Tuesday, January 28, 2020

Pamflets

I was always a bit confused about the inclusion of "pamflets" in the subtitle of the Decimal System, such as this title page from the 1922 edition:


Did libraries at the time collect numerous pamphlets? For them to be the second-named type of material after books was especially puzzling.

I may have discovered an answer to my puzzlement, if not THE answer, in Andrea Costadoro's 1856 work:
A "pamphlet" in 1856 was not (necessarily) what I had in mind, which was a flimsy publication of the type given out by businesses, tourist destinations, or public health offices. In the 1800's it appears that a pamphlet was a literary type, not a physical format. Costadoro says:
"It has been a matter of discussion what books should be considered pamphlets and what not. If this appellation is intended merely to refer to the SIZE of the book, the question can be scarecely worth considering ; but if it is meant to refer to the NATURE of a work, it may be considered to be of the same class and to stand in the same connexion with the word Treatise as the words Tract ; Hints ; Remarks ; &c, when these terms are descriptive of the nature of the books to which they are affixed." (p. 42)
To be on the shelves of libraries, and cataloged, it is possible that these pamphlets were indeed bound, perhaps by the library itself. 

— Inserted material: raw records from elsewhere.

Issue #2287, opened 2022-05-31
RecordInterceptor lifecycle is wrong if record filtered


nikoncode:
**In what version(s) of Spring for Apache Kafka are you seeing this issue?**
2.8.6

**Describe the bug**

We are using RecordInterceptor to the instrument and measure Kafka handlers. If you are skipping record (by returning null from intercept) rest lifecycle methods `success/failure/afterRecord` will never be called.

**To Reproduce**

Create an always skipping record interceptor.

**Expected behavior**

I expect the same lifecycle for all cases: intercept + (failure OR success) + afterRecord.

nikoncode:
It might be related to earlyInterceptionLogic

nikoncode:
Lifecycle without early interceptor:
```
invoke(record) (returns null)
success(record) (not null record, even if invoke returned null)
afterRecord(record) (not null record, even if invoke returned null)
```


Lifecycle with early interceptor:
```
invoke(record) (returns null)
```

nikoncode:
There is one more problem related to this.

Let's imagine you have 2 interceptors returning always null combined using CompositeRecordInterceptor.

`intercept` method will handle only the first one, but other lifecycle methods `success/fail/afterRecord` will be called for both. It might be harmful if you rely on lifecycle (use thread local to measure execution time for example).

PR #3090, opened 2024-03-01
Polish KafkaMessageListenerContainer

Wzy19930507:
* remove `checkAckMode` because `ContainerProperties.ackCount` and `ContainerProperties.ackTime` have init value.
* change `ListenerConsumer.offsets` type to Map<TopicPartition, Long>.
* replace `ListenerConsumer.setupSubBatchPerPartition` to `ContainerProperties.isSubBatchPerPartition`.
* add method `ListenerConsumer.commitOffsets` and `ListenerConsumer.commitOffsetsInTransactions`
* remove properties `ListenerConsumer.this.commitRecovered`.
* refactor method `ListenerConsumer.processCommits`.
* refactor method  `ListenerConsumer.ackCurrent`.

### DIFF
--- a/spring-kafka/src/main/java/org/springframework/kafka/listener/KafkaMessageListenerContainer.java
+++ b/spring-kafka/src/main/java/org/springframework/kafka/listener/KafkaMessageListenerContainer.java
@@ -173,8 +173,6 @@ public class KafkaMessageListenerContainer<K, V> // NOSONAR line count
 
 	private static final String RAWTYPES = "rawtypes";
 
-	private static final int DEFAULT_ACK_TIME = 5000;
-
 	private static final Map<String, Object> CONSUMER_CONFIG_DEFAULTS = ConsumerConfig.configDef().defaultValues();
 
 	private final AbstractMessageListenerContainer<K, V> thisOrParentContainer;
@@ -277,13 +275,8 @@ public class KafkaMessageListenerContainer<K, V> // NOSONAR line count
 			else if (partitionsListenerConsumer.assignedPartitions != null) {
 				return Collections.unmodifiableCollection(partitionsListenerConsumer.assignedPartitions);
 			}
-			else {
-				return null;
-			}
 		}
-		else {
-			return null;
-		}
+		return null;
 	}
 
 	@Override
@@ -293,9 +286,7 @@ public class KafkaMessageListenerContainer<K, V> // NOSONAR line count
 		if (partitionsListenerConsumer != null) {
 			return Collections.singletonMap(partitionsListenerConsumer.getClientId(), getAssignedPartitions());
 		}
-		else {
-			return null;
-		}
+		return null;
 	}
 
 	@Override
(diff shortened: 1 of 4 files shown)


sobychacko:
@Wzy19930507 There are test failures in the PR: https://github.com/spring-projects/spring-kafka/actions/runs/8115263868/job/22182761295?pr=3090. Could you take a look?

Wzy19930507:
introduced a unit test bug from https://github.com/spring-projects/spring-kafka/issues/2287, sorry for it.

When `AckMode.RECORD` and early is `false`, the last execute method is `RecordInterceptor.afterRecord`, but i forget a 'CountDownLatch' to wait 'RecordInterceptor.   afterRecord 'completes execution.

spring-kafka/src/main/java/org/springframework/kafka/listener/KafkaMessageListenerContainer.java
```diff
@@ -3038,45 +2954,44 @@ private void doSendOffsets(Producer<?, ?> prod, Map<TopicPartition, OffsetAndMet
 		private void processCommits() {
 			this.count += this.acks.size();
 			handleAcks();
-			AckMode ackMode = this.containerProperties.getAckMode();
-			if (!this.isManualImmediateAck) {
-				if (!this.isManualAck) {
-					updatePendingOffsets();
```
sobychacko, line 3044: Where did this code (`updatePendingOffsets`) move to? Do we not need this any longer? I see that you removed the method, but where is this logic now?

Wzy19930507: `updatePendingOffsets()` feel like duplicate in `processAck()`

https://github.com/spring-projects/spring-kafka/blob/5beb8fe607bd131ced632dbc7afa32e11a6ff2dd/spring-kafka/src/main/java/org/springframework/kafka/listener/KafkaMessageListenerContainer.java#L2024-L2034

sobychacko: But `processAck()` is not called from the hierarchy of `processCommits` where `updatePendingOffsets()` was originally called. I see that there are some duplicates, but still wondering whether it changes the logic a little bit?

sobychacko: @Wzy19930507 Any updates on this? This is the only pending item that needs an explanation before merging the PR.

Wzy19930507: Sorry for late.  `handleAcks` has three scenarios and include `updatePendingOffsets` logic

1. `!Thread.currentThread().equals(this.consumerThread)` --> keep `isManualImmediateAck` thread safe.
2. `isManualImmediateAck` --> call `ackImmediate`
3. not `isManualImmediateAck` --> call `addOffset`

`updatePendingOffsets` logic would be:
```
			if (!this.isManualImmediateAck) {
				if (!this.isManualAck) {
					updatePendingOffsets();
				}
```
Look like same as scenarios three.

Wzy19930507: Yes, Yes, totally right, your explanation is clearer!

The Library of Congress genre list today has a cross-reference from "pamphlet" to "Tract (ephemera)". While Costadoro's definition doesn't give any particular subject content to the type of work, LC's definition says that these are often issued by religious or political groups for proselytizing. So these are pamphlets in the sense of the political pamphlets of our revolutionary war. Today they would be blog posts, or articles in Buzzfeed or Slate or any one of hundreds of online sites that post such content.

Churches I have visited often have short publications available near the entrance, and there is always the Watchtower, distributed by Jehovah's Witnesses at key locations throughout the world, and which is something between a pamphlet (in the modern sense) and a journal issue. These are probably not gathered in most libraries today. In Dewey's time the printing (and collecting by libraries) of sermons was quite common. In a world where many people either were not literate or did not have access to much reading material, the Sunday sermon was a "long form" work, read by a pastor who was probably not as eloquent as the published "stars" of the Sunday gatherings. Some sermons were brought together into collections and published, others were published (and seemingly bound) on their own.  Dewey is often criticized for the bias in his classification, but what you find in the early editions serves as a brief overview of the printed materials that the US (and mostly East Coast) culture of that time valued. 

What now puzzles me is what took the place of these tracts between the time of Dewey and the Web. I can find archives of political and cultural pamphlets in various countries and they all seem to end around the 1920's-30's, although some specific collections, such as the Samizdat publications in the Soviet Union, exist in other time periods.

Of course the other question now is: how many of today's tracts and treatises will survive if they are not published in book form?